But the point is that this is a very strong statement. Okay, so now I will try to convince you why such a statement should be at least reasonable.
Let me just mention some observations. I don't want to enter into the details of this thing because it's very technical and it's complicated. And there is not an easy way to formulate it, but this family of processes
has what is called the hydrodynamic limit given by the following equation.
So this part here is not surprising because it's exactly the same as in the simple exclusion process. It's what Thierry described before. And now you have a reaction term which is f of u, which is also very reasonable because it's just
the average rate of creation and annihilation. So what is going on usually in these hydrodynamic limits is that realistically the system is close to product in any finite but large box.
So when n goes to infinity, if you fix a box of size 100 or maybe log n, inside there things look like a product measure. Therefore, when you look at the density as a global object, there is averaging and you get that the density as a global object evolves with this pd.

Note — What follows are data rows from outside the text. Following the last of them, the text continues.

Issue #10345, opened 2022-01-05
MultiSelect: Show selected items in the MultiSelect itself


adamalston:
### Summary

Show selected items in a MultiSelect field removing the need to open the dropdown to see what is selected.

### Justification

Users and engineers have requested this feature in alpha and beta testing.

If a MultiSelect is disabled and there are items within that are selected, how is a user supposed to know what those items are?

### Desired UX and success metrics

Template:
![Template](https://user-images.githubusercontent.com/18297826/148283354-990ca8e8-1900-48d3-8eef-1eb9ec1ccd42.png)

Concept (expanded):
![concept-expanded](https://user-images.githubusercontent.com/18297826/148283561-14fd95f4-50aa-4b61-8b45-a4c257b241ff.png)

Concept (collapsed):
![concept-collapsed](https://user-images.githubusercontent.com/18297826/148285340-99c18ca0-9283-48eb-8340-ca638b29f193.png)

Obviously the design in this concept may need to be changed but the functionality is there - the selected items are shown within the field itself without the need to expand the dropdown to see what is selected.

To generate this concept I put in a workaround to concatenate the display names of the selected items into a label:
```tsx
const label = initialSelectedItems
  .map((item: MultiSelectItem) => item.display)
  .join(', ');

return <MultiSelect label={label} initialSelectedItems={initialSelectedItems} ... />;
```

### Specific timeline issues / requests

Yes, this request is related to an upcoming release which I probably cannot detail here.

### Available extra resources

The images above.

### Code of Conduct

- [X] I agree to follow this project's [Code of Conduct](https://github.com/carbon-design-system/carbon/blob/f555616971a03fd454c0f4daea184adf41fff05b/.github/CODE_OF_CONDUCT.md)

```[tasklist]
### Tasks
- [ ] https://github.com/carbon-design-system/carbon/issues/13435
- [ ] MultiSelect (selected items in field): implementation
- [ ] MultiSelect (selected items in field): website docs
- [ ] MultiSelect (selected items in field): figma kit
```

abbeyhrt:
@adamalston Thank you for making this proposal! Would you be able to provide some user scenarios of when a Multiselect would be disabled but would have items selected?

adamalston:
Here is a screenshot of a field that is read only - all of the options are disabled and some of them are selected by default:

![user interface](https://user-images.githubusercontent.com/18297826/148825954-8bc4699a-4de9-4d6f-876d-44332f37ba23.png)

[...]

PR #10446, opened 2022-01-13
feat(multiselect): added selections in label

TannerS:
Closes #

This is a work in progress PR (really just needs approval and test if allowed), this is a possible solution for this proposal, if this proposal is even chosen to be done or accepted. I thought that, it may be a decent proposal so I would try it out.From my testing, the code works but I still add unit test depending on if this is even wanted: #10345
Change log

New / Changed

Multiselect can now display selected items in the multi select itself if enabled by a new prop
Testing / Reviewing

Tested in story book but missing unit test unit proposal is accepted

Behavior:

    label will display as normal
    If new prop enableSelectionLabel is selected, it will display the selected item in the multiselect going of the itemToString function or the default label property
    if no items are selected, and enableSelectionLabel is checked, it will default to showing the label


packages/react/src/components/MultiSelect/MultiSelect.js
```diff
@@ -272,7 +273,9 @@ const MultiSelect = React.forwardRef(function MultiSelect(
             />
           )}
           <span id={fieldLabelId} className={`${prefix}--list-box__label`}>
-            {label}
+            {itemToString && enableSelectionLabel && selectedItems.length > 0
```
abbeyhrt: Would you mind pulling this out into a helper function? We try to not inline conditionals like when they are checking for multiple conditions, thank you!

TannerS: Done

jnm2377:
Hey @TannerS thanks for opening this PR. I think we still need some design research and input in the original issue before we move forward with implementing in code. I'm gonna close this for now until our designers have had a chance to take a look at the proposed designed changes and given feedback.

And f is the same function that is written there. So, of course, and this result can be understood as a large number. And of course, there is one particular solution of this equation which is interesting for us, which is that rho u x t
constant equal rho is a stationary solution of the hydrodynamic equation.
So this fact that the rho is a stationary solution of the hydrodynamic equation, hints you at the fact that at least in that scale n squared on which the hydrodynamic equation appears, this product measure shouldn't evolve too much.
So for this reason, maybe you may expect a result of this sort. Actually, this is something you can check. Let's say that you want to change the global density
of your product when newly measured. Large deviations theory tells you how to do it. You have this exponential to the minus n generator etc. And so what is important is that n in the large
deviation principle tells you exactly that the entropy cost to change the density in a box of let's say epsilon n, so something that should be an observable for the macroscopic system, is of order n. So you need at least delta n entropy to change the density of your system.
Therefore, this fact that the rho is a stationary tells you that the entropy
should be little o of n. And this is something that can be proved, that the entropy is little o of n in this case. And this is actually called Yau's relative entropy method
for hydrodynamic limits. And it's a well-developed part of the theory of interacting particle systems. And usually that's what you can prove. Exactly. It's more general because you don't need to start with a constant product measure.
You can make it evolve in time. But the only thing that I want to stress is that if you are satisfied with large numbers, what you need to prove is that the entropy is little o of n. So at the level of large number of macroscopic observables, this is all that you need.
In the other hand, once you have a large number, a natural question is about large deviations or central limit theorems. Large deviations turns out that it's a simple problem than central limit theorems for some reason. And then you can check that if I give you
a finite amount of entropy, I can actually change the CLT.
Because, for example, something I can do with this product measure is to change the density rho to rho plus 1 over square root of n. That is something that at each side produces entropy of order 1 over n. So if you sum over n sides, you get entropy of order 1.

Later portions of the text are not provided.